PROBLEM REQUIREMENTS: What lines below include the string "livenessProbe"? Pick them out and copy them.

Collected data
PR #1466, opened 2019-11-20
Read basic auth credentials from a secret.

### LINKED ISSUE #1307: Health endpoint without basic authentication
We are currently running Athens with basic auth as an ECS Service on AWS. In addition there is an ALB which does a periodic health check on the root path. Since health checks don't support basic authentication, it gets a 401 response. In order to bypass this issue, we had to add the 401 status code to the allowed status codes but it is not ideal.

It would be great if there is an arbitary endpoint, that could return a 200 status code that is not affected by the enabled basic authentication.

bmcstdio:

Currently, the Helm chart requires the HTTP basic authentication credentials (if any) to be defined  in the `values.yaml` file or via the CLI. Both of these approaches are cumbersome when working with [Flux](https://fluxcd.io/) and the [Helm operator](https://github.com/fluxcd/helm-operator), as that would require these credentials to be checked (as plain text) into source control. This PR updates the Helm chart in order to make it possible to reference a secret instead. This secret can then be managed using [Sealed Secrets](https://github.com/bitnami-labs/sealed-secrets) or bby some other process. 

**How is the fix applied?**

* Replace `basicAuth.username` and `basicAuth.password` with `basicAuth.secretName`, `basicAuth.usernameSecretKey` and `basicAuth.passwordSecretKey`.
* Remove the need for authentication from `/healthz` and `/readyz` and adapt the liveness and readiness probes accordingly.

Closes #1316.

---
_Note from @arschles :
Fixes #1307
Since #1316 also fixes #1307_

### DIFF
--- a/charts/athens-proxy/templates/deployment.yaml
+++ b/charts/athens-proxy/templates/deployment.yaml
@@ -54,20 +54,10 @@ spec:
           periodSeconds: {{ .Values.livenessProbe.periodSeconds }}
           successThreshold: {{ .Values.livenessProbe.successThreshold }}
           timeoutSeconds: {{ .Values.livenessProbe.timeoutSeconds }}
-            {{- if .Values.basicAuth.enabled }}
-            httpHeaders:
-              - name: Authorization
-                value: "Basic {{ (printf "%s:%s" (default "gomod" .Values.basicAuth.user) (default "gomod" .Values.basicAuth.password) | b64enc) }}"
-            {{- end }}
         readinessProbe:
           httpGet:
             path: "{{ template "readinessPath" . }}"
             port: 3000
-            {{- if .Values.basicAuth.enabled }}
-            httpHeaders:
-              - name: Authorization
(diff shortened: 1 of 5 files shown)


charts/athens-proxy/templates/deployment.yaml
```diff
@@ -54,20 +54,10 @@ spec:
...
           timeoutSeconds: {{ .Values.livenessProbe.timeoutSeconds }}
-            {{- if .Values.basicAuth.enabled }}
-            httpHeaders:
-              - name: Authorization
-                value: "Basic {{ (printf "%s:%s" (default "gomod" .Values.basicAuth.user) (default "gomod" .Values.basicAuth.password) | b64enc) }}"
-            {{- end }}
         readinessProbe:
           httpGet:
-            path: "{{ template "readinessPath" . }}"
+            path: "/readyz"
```
arschles: @bmcstdio would you be ok with leaving this as-is with the `{{template ...}}`?

bmcstdio: @arschles sure thing, I've reverted that.

bmcstdio:
> Also, do you need any of the changes you made to the go.sum in this PR?

@archles I don't need them, no :) I've reverted said changes.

SOLUTION TO THIS PROBLEM:
           periodSeconds: {{ .Values.livenessProbe.periodSeconds }}
           successThreshold: {{ .Values.livenessProbe.successThreshold }}
           timeoutSeconds: {{ .Values.livenessProbe.timeoutSeconds }}
           timeoutSeconds: {{ .Values.livenessProbe.timeoutSeconds }}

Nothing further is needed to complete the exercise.